This Rural Mission is a podcast that discusses pertinent topics related to rural community health and social issues around the state of Michigan. Each episode highlights rural providers, medical students, and community members who are making a difference in the lives of rural residents.
Welcome to Season Four of This Rural Mission. We're excited to connect with you again and talk more about the wonderful things that rural communities have to offer and the impact our leadership and rural medicine students and graduates are making for these communities. I'm your host, Julia Terhune and let's get started.
Last season, we highlighted how COVID-19 affected residency, and I thought it might be time to talk about residency and what we as a college have been doing to impact the rural workforce.
Now residency, well medical education as a whole, was a totally foreign concept to me before I started with this job. In fact, that foreign understanding is actually something we're going to talk about again this season. Why am I spending so much time talking about this?

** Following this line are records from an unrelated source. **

PR #268, opened 2026-04-28
feat(vertexai): tuned models (endpoints/YOUR_ENDPOINT_ID)

CorieW:
This pull request adds support for Vertex AI tuned models (custom endpoints) in the `genkit_vertexai` package, allowing users to call models deployed to Vertex AI endpoints. It introduces new methods for creating and resolving tuned model actions, refactors API client creation for flexibility, and includes tests to validate the new functionality.

## Testing
image

### DIFF
--- a/packages/genkit_google_genai/lib/src/common_plugin.dart
+++ b/packages/genkit_google_genai/lib/src/common_plugin.dart
@@ -40,13 +40,19 @@ final commonModelInfo = ModelInfo(
 abstract class CommonGoogleGenPlugin extends GenkitPlugin {
   Future<GenerativeLanguageBaseClient> getApiClient([String? requestApiKey]);
 
+  Future<GenerativeLanguageBaseClient> clientForModel(
+    String modelName,
+    String? apiKey, {
+    String? apiModelName,
+  }) {
+    return getApiClient(apiKey);
+  }
+
   Model createModel(
     String modelName,
     SchemanticType customOptions, {
     String? actionName,
     String? apiModelName,
-    Future<GenerativeLanguageBaseClient> Function(String? apiKey)?
-    getApiClientOverride,
   }) {
     return Model(
       name: '$name/${actionName ?? modelName}',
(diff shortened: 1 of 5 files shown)


packages/genkit_vertexai/lib/src/vertex_api_client.dart
```diff
@@ -77,6 +83,20 @@ class VertexAiPluginImpl extends CommonGoogleGenPlugin {
     );
   }
 
+  @override
+  Future<GenerativeLanguageBaseClient> getApiClient([
+    String? requestApiKey,
+  ]) async {
+    return _createVertexApiClient(
+      apiVersion: 'v1beta1',
```
cabljac: nit: we're using v1beta1 a lot across the whole thing, can we make this a const

packages/genkit_google_genai/lib/src/common_plugin.dart
```diff
@@ -40,9 +40,16 @@ final commonModelInfo = ModelInfo(
...
   Future<GenerativeLanguageBaseClient> getApiClient([String? requestApiKey]);
 
-  Model createModel(String modelName, SchemanticType customOptions) {
+  Model createModel(
+    String modelName,
+    SchemanticType customOptions, {
+    String? actionName,
+    String? apiModelName,
+    Future<GenerativeLanguageBaseClient> Function(String? apiKey)?
+    getApiClientOverride,
```
cabljac: getApiClientOverride is vertex specific right? it's because of the `/endpoints/...` so a different client is needed.

I think we could have an overridable `clientForModel` method (or similar) instead of a callback param here

packages/genkit_google_genai/lib/src/common_plugin.dart
```diff
@@ -92,7 +99,9 @@ abstract class CommonGoogleGenPlugin extends GenkitPlugin {
           toolConfig = toGeminiToolConfig(options.functionCallingConfig);
         }
 
-        final service = await getApiClient(apiKey);
+        final service =
```
cabljac: here we could do 

`final service = await clientForModel(...)`

and then vertex can override it. 

If this makes sense? I can provide a PR into this branch to demonstrate if i'm not being clear

CorieW:
- [ ] Tested changes

PR #277, opened 2026-05-06
feat(schemantic): widen analyzer dependency range to include v13

pavelgj:


kevmoo:
@pavelgj – make sure `pkg:analyzer` actually resolves to latest! There might be other packages blocking it and there ARE breaking changes!

pavelgj:
> @pavelgj – make sure `pkg:analyzer` actually resolves to latest! There might be other packages blocking it and there ARE breaking changes!

Good call. Tested with 13.0.0, all tests pass!

kevmoo (approved):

Well, I think that if we all understood the complexity of training that our doctors undergo, we might better understand the necessity and the resource that they are, especially for our rural communities. So here it goes, here is my brief recap of how doctors are trained. Four years of undergraduate work, specifically in the sciences, test number one, the Medical College Admission Test, four years of medical school, two board tests, residency with board exams throughout their entire training, three years to seven years of residency, depending on what field they go into, plus possibly fellowships. No, they don't make a whole lot of money during this residency. No, they aren't done with their training. No, they haven't learned everything. Yes. They still are under the jurisdiction of other doctors. Yep. They're still learning. And yeah, it's a lot of work.
And all of this getting into undergrad, getting into medical school, and getting into residency is earned. It's not a given. You have to have the grades, the volunteering, the research, the personality, the drive, and then be accepted by the programs that you are applying to. It's a big deal. Now it's also a big deal to have a residency in a rural hospital. That's because residencies are sponsored by universities and housed in hospitals that can provide the number of faculty, aka other doctors, and clinical patients to help students finish their training, which means they need to have a lot of both of those things.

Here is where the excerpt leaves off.